Work through the data line by line, gathering every line that has the word "size".

*** Data section Section Begins ***

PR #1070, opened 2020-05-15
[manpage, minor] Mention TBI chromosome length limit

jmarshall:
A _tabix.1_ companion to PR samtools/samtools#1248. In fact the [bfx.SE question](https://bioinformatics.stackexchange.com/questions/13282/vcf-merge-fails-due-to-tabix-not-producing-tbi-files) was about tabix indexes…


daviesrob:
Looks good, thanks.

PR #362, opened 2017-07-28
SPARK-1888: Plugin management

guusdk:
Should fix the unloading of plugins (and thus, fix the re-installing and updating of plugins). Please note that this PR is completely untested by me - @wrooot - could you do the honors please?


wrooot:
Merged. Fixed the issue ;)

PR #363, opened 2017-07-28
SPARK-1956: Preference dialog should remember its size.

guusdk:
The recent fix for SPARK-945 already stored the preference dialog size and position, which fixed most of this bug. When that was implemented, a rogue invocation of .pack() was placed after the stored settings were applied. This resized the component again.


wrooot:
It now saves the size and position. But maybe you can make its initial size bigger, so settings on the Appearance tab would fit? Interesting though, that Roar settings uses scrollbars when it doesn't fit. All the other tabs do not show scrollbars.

*** Data section Section Ends ***

- **Task result**
SPARK-1956: Preference dialog should remember its size.
The recent fix for SPARK-945 already stored the preference dialog size and position, which fixed most of this bug. When that was implemented, a rogue invocation of .pack() was placed after the stored settings were applied. This resized the component again.
It now saves the size and position. But maybe you can make its initial size bigger, so settings on the Appearance tab would fit? Interesting though, that Roar settings uses scrollbars when it doesn't fit. All the other tabs do not show scrollbars.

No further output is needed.